The Buffalo Bills’ offense is electric. Now just imagine if they had a consistent receiving threat at tight end. Pat Freiermuth is a big-bodied player who offers an enticing mix of burst, route running detail, awareness, and ability to pull down contested passes. Freiermuth can get open, and he also has the physicality to make plays in tight spaces and get yards after the catch. For Josh Allen and Bills Mafia, he’s the piece to complete the puzzle.

31. Green Bay Packers: Rashod Bateman, WR, Minnesota

The Packers have one of the best receivers in the league in Davante Adams, and the emergence of tight end Robert Tonyan will give them flexibility on their offensive cast. But with Allen Lazard hitting free agency this year and Marquez Valdes-Scantling’s contract set to expire in 2022, the Packers can stand to add another receiving threat here.

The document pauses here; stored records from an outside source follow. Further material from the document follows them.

PR #114, opened 2022-08-30
cli: implement secrets-add command

### LINKED ISSUE #100: cli: implement `secrets-add` functionality
```console
$ reana-client secrets-add --help
Usage: reana-client secrets-add [OPTIONS]

  Add secrets from literal string or from file.

  Examples:

       $ reana-client secrets-add --env PASSWORD=password

       $ reana-client secrets-add --file ~/.keytab

       $ reana-client secrets-add --env USER=reanauser

                                  --env PASSWORD=password

                                  --file ~/.keytab

Options:
  --env TEXT               Secrets to be uploaded from literal string.e.g.
                           PASSWORD=password123
  --file FILE              Secrets to be uploaded from file.
  --overwrite              Overwrite the secret if already present
```

Note that this will require to implement (tiny) file uploader, so this may be better kept for later after #98 and #99 are done. We can use standard Go libraries for the uploader concept here, and attack `upload` and `download` commands at the same time as this issue.

BrunoRosendo:
closes #100

### DIFF
--- a/cmd/secrets_add.go
+++ b/cmd/secrets_add.go
@@ -1,0 +1,158 @@
+/*
+This file is part of REANA.
+Copyright (C) 2022 CERN.
+
+REANA is free software; you can redistribute it and/or modify it
+under the terms of the MIT License; see LICENSE file for more details.
+*/
+
+package cmd
+
+import (
+	"encoding/base64"
+	"fmt"
+	"os"
+	"path/filepath"
+	"reanahub/reana-client-go/client"
+	"reanahub/reana-client-go/client/operations"
+	"reanahub/reana-client-go/pkg/datautils"
+	"reanahub/reana-client-go/pkg/displayer"
+	"reanahub/reana-client-go/pkg/validator"
+	"strings"
+
+	"github.com/spf13/cobra"
+)
+
+const secretsAddDesc = `
+Add secrets from literal string or from file.
+
+Examples:
+
+	$ reana-client secrets-add --env PASSWORD=password
+
+	$ reana-client secrets-add --file ~/.keytab
+
+	$ reana-client secrets-add --env USER=reanauser
+
+				   --env PASSWORD=password
+
+				   --file ~/.keytab
+`
+
+type secretsAddOptions struct {
+	token       string
+	envSecrets  []string
+	fileSecrets []string
+	overwrite   bool
+}
+
+// newSecretsAddCmd creates a command to add secrets from literal string or from file.
+func newSecretsAddCmd() *cobra.Command {
+	o := &secretsAddOptions{}
+
+	cmd := &cobra.Command{
+		Use:   "secrets-add",
+		Short: "Add secrets from literal string or from file.",
+		Long:  secretsAddDesc,
+		Args:  cobra.NoArgs,
+		RunE: func(cmd *cobra.Command, args []string) error {
+			if err := validator.ValidateAtLeastOne(
+				cmd.Flags(), []string{"env", "file"},
+			); err != nil {
+				return fmt.Errorf("%s\n%s", err.Error(), cmd.UsageString())
+			}
+			for _, file := range o.fileSecrets {
+				if err := validator.ValidateFile(file); err != nil {
+					return fmt.Errorf("invalid value for '--file': %s", err.Error())
+				}
+			}
+			return o.run(cmd)
+		},
+	}
+
+	f := cmd.Flags()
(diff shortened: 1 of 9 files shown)


cmd/secrets_add.go
```diff
@@ -0,0 +1,158 @@
...
+			if err := validator.ValidateAtLeastOne(
+				cmd.Flags(), []string{"env", "file"},
+			); err != nil {
+				return fmt.Errorf("%s\n%s", err.Error(), cmd.UsageString())
+			}
+			for _, file := range o.fileSecrets {
+				if err := validator.ValidateFile(file); err != nil {
+					return fmt.Errorf("invalid value for '--file': %s", err.Error())
+				}
+			}
```
BrunoRosendo, line 68: In order to be consistent with the Python client, this validation is done before actually reading and uploading the files. However, they could, for some reason, stop existing or have their permissions changed before uploading them. This is a concurrency edge case and, if it happens, we return the error given by `ReadFile` instead of the pretty ones from the validation

cmd/secrets_add.go
```diff
@@ -0,0 +1,158 @@
...
+
+	for _, filePath := range fileSecrets {
+		data, err := os.ReadFile(filePath)
+		if err != nil {
+			return nil, nil, fmt.Errorf(
+				"file %s could not be uploaded: %s",
+				filePath, err.Error(),
+			)
+		}
+		encodedData := base64.StdEncoding.EncodeToString(data)
```
BrunoRosendo, line 147: We talked about creating a tiny uploader package, but the "upload" itself can be made in 2 lines, given that the encoding is specific to `secrets`, so I just did it here.

mdonadoni (approved):
Looks good! I also tested this PR by uploading the secrets necessary for Kerberos and everything works as expected.

pkg/validator/validator_test.go
```diff
@@ -216,6 +221,57 @@ func TestValidateOperationalOptions(t *testing.T) {
...
+		},
+	}
+	for name, test := range tests {
+		t.Run(name, func(t *testing.T) {
+			if test.notReadable {
+				err := os.Chmod(test.path, 0222)
+				if err != nil {
+					t.Fatalf("Failed to change permissions of file %s: %s", test.path, err.Error())
+				}
+			}
```
mdonadoni, line 258: This causes some troubles with git, for example checking out another branch fails:
```console
% git checkout master
error: Your local changes to the following files would be overwritten by checkout:
	testdata/inputs/noperms.txt
Please commit your changes or stash them before you switch branches.
Aborting
```
What do you think about setting these permissions directly on the file, given Git should preserve them? In this way, there is also no need to the set them from the test.

mdonadoni, line 258: This causes some troubles with git, for example checking out another branch fails:
```console
% git checkout master
error: Your local changes to the following files would be overwritten by checkout:
	testdata/inputs/noperms.txt
Please commit your changes or stash them before you switch branches.
Aborting
```
What do you think about setting these permissions directly on the file, given Git should preserve them?

BrunoRosendo: That was my initial solution but, for some reason, the Github Actions CI wasn't preserving them (I though it could be something like root perms when running the tests but changing them in the code fixed it). I can try to find another way, since this approach doesn't work well either

BrunoRosendo: It seems like git actually doesn't preserve them upon checkout and it won't keep them for you: https://stackoverflow.com/questions/14557106/git-changes-my-file-permissions-upon-checkout

It seems we have to do it manually or remove this test. Any thoughts?

BrunoRosendo: Fixed by creating a temporary file instead

cmd/secrets_add_test.go
```diff
@@ -0,0 +1,196 @@
...
+	tempDir := t.TempDir()
+	emptyFile := tempDir + "/empty.txt"
+	piFile := tempDir + "/pi.txt"
+	_, err := os.Create(emptyFile)
+	if err != nil {
+		t.Fatalf("Error while creating empty file: %s", err.Error())
+	}
+	err = os.WriteFile(piFile, []byte("3.14"), 0777)
+	if err != nil {
+		t.Fatalf("Error while creating noperms file: %s", err.Error())
```
mdonadoni, line 98:
```suggestion
		t.Fatalf("Error while creating pi.txt file: %s", err.Error())
```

Rashod Bateman is excellent value at the end of Round 1. He’s a well-sized and physical receiver, with the crisp route-running ability to find daylight.

32. Kansas City Chiefs: Wyatt Davis, OG, Ohio State

There’s a lot of looming uncertainty across the offensive line for the Kansas City Chiefs. A change seems likely at center, and there are also questions pending at guard. Laurent Duvernay-Tardif still has to return after opting out in 2020, and at the other guard slot, there likely isn’t a long-term starter on tap.

Wyatt Davis can solve one problem for the Chiefs. Davis is a big blocker who provides a nice mix of athleticism and functional power on the inside. He can provide some stability for a unit that’s crucial for the Chiefs’ success.